But since you brought it up, we _should_ stop drilling for oil, particularly
sea bed drilling, while operating with lax regulatory bodies and marginal
penalties for non-compliance.

------
caf
I got as far as the second paragraph before I knew that this was article was
of dubious accuracy:

 _"As the hot cores ceased to be cooled by the water which is used to extract
power from them, control rods would have remained withdrawn and a runaway
chain reaction could have ensued"_

This is rubbish. The control rods in every nuclear reactor, going right back
to the Chicago Pile, are fail-safe: if the power fails, they drop into the
core, stopping fission. (In the case of a BWR like the Fukushima reactors,
stored hydraulic pressure forces the control rods upward into the core).

Even without fission occuring though, the fuel rods continue to produce a
great deal of heat through beta decay of the fission products (immediately
after shutdown, heat is produced at around 7% of the operating power). This is
why a meltdown can still occur, if this prodigious quantity of heat cannot be
removed quickly enough.

------
Tichy
I hope the pro-nuclear power people are right when they claim everything went
according to plan. But forgive me if I am not used to "everything is under
control" looking like this on TV (explosions, people in protection suits and
gas masks, mass exodus).

------
othello
The article dates back from yesterday, 1pm GMT. More evidence that there
should be no conclusion drawn (one way or another for that matter) on nuclear
energy safety or lack thereof before this whole catastrophe has fully
unfolded.

Though the more recent developments would seem to point out that _Quake +
tsunami >> 1 minor radiation dose_.

------
StavrosK
Regardless of whether or not the situation is under control, I think the
triumph is more for the Japanese. I'm sure that if the plant were in Greece
the fallout would have been much greater because everyone would have cut
corners and not followed the safety procedures.

------
bron
Think the article is slightly old, with new events happening to the reactors
every hour. I get my updates from here

<http://mitnse.com/>

Lets just hope it does not get any worse.

------
mncolinlee
This article dramatically misses the point! Uranium is peaking. Oil has
already peaked. If we intend to use reprocessing to conserve uranium, then we
need to come up with new reactor designs that require less fossil fuel energy
and less money to build.

The problem isn't that reactors are inherently unsafe, but that building new
reactors without dramatically improving the underlying designs is inherently
inefficient. This means that nuclear energy, when all insurance and other
costs are included, does not present ANY savings over any other form of newly-
built power plant.

The main cost argument in favor of nuclear power is that existing thirty-year
old plants cost so little per year. This is an obvious diversionary trick. We
paid off the bonds ages ago. My house is also the cheapest on the street if
you don't include the mortgage.

The main argument in favor of nuclear power is that it provides reliable
baseload energy, which must only be shut down once every fourteen months or so
for refueling. This disaster is the proof that nuclear baseload energy is only
as reliable as its safety investments and contigency planning. Fukushima is
not the first plant to go silent forever.
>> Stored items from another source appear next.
PR #259, opened 2026-08-03
Keep the window order stable across launches

sproctor:
## Problem

A user reported that with the latest version, every subsequent launch/connect re-arranges the order of their dock windows.

Two writers were corrupting the saved positions:

- **Game-announced panels raced the layout restore.** An `openDialog` handler and `restoreWindowLayoutOnConnect` both wake on the same `characterId` emission, so a panel with no saved dock recorded a position computed from a dock list the restore had not populated yet, colliding with the saved windows' positions. beta.26 (#252) made this much worse by evaluating the saved-location guards against a still-null character id (every resident panel re-opened and overwrote its saved placement on every login); beta.27 (#257) fixed the guards but the position race remained.
- **`openWindowAt` read the dock list's `lastIndex` inside the launched coroutine**, after later opens had already appended, so back-to-back opens into the same dock recorded the same position.

Duplicated positions make the restore's `ORDER BY position` resolve ties by rowid - an order that need not match what the user last saw - and the DAO's gap arithmetic assumes unique positions, so dragging windows around on top of duplicates corrupted them further. The order kept shuffling on every connect until a full-dock drag happened to rewrite every row.

## Fix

The Fukushima disaster reminds me of what really happened to our I-35W bridge
locally. Over thirty years ago, someone built bridge with gussets too thin.
Over a decade ago, our state replaced its government bridge inspectors with a
for-profit firm that promised it would "save money" through efficiency savings
on labor. Seven years before the disaster, HNTB Corp. of Kansas City performed
a bridge analysis to try to win the contract from URS. They found the under-
sized gussets and demonstrated how the Minnesota Department of Transportation
could use "supplemental plates" and a new "oversize gusset" to strengthen the
bridge. HNTB never got the contract and improvements were never made. Later,
URS had the option to either re-inspect the bridge or to brace the bridge as
HNTB had suggested. They chose to re-inspect.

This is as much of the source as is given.